**PROMPT**.
Write out the entries again. Match each one exactly.

**EXERCISE MATERIAL**.
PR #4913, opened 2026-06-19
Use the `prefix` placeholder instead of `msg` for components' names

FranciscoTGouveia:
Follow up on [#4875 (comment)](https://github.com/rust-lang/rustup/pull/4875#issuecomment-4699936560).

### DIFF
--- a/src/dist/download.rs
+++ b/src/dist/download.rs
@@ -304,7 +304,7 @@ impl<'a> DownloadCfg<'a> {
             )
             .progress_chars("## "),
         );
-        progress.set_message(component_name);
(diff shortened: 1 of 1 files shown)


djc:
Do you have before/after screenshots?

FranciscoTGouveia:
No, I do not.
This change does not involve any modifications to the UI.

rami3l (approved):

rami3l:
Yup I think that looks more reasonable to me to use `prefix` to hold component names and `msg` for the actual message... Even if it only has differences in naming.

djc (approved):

**WRITTEN ANSWER**.
PR #4913, opened 2026-06-19
Use the `prefix` placeholder instead of `msg` for components' names

FranciscoTGouveia:
Follow up on [#4875 (comment)](https://github.com/rust-lang/rustup/pull/4875#issuecomment-4699936560).

### DIFF
--- a/src/dist/download.rs
+++ b/src/dist/download.rs
@@ -304,7 +304,7 @@ impl<'a> DownloadCfg<'a> {
             )
             .progress_chars("## "),
         );
-        progress.set_message(component_name);
(diff shortened: 1 of 1 files shown)


djc:
Do you have before/after screenshots?

FranciscoTGouveia:
No, I do not.
This change does not involve any modifications to the UI.

rami3l (approved):

rami3l:
Yup I think that looks more reasonable to me to use `prefix` to hold component names and `msg` for the actual message... Even if it only has differences in naming.

djc (approved):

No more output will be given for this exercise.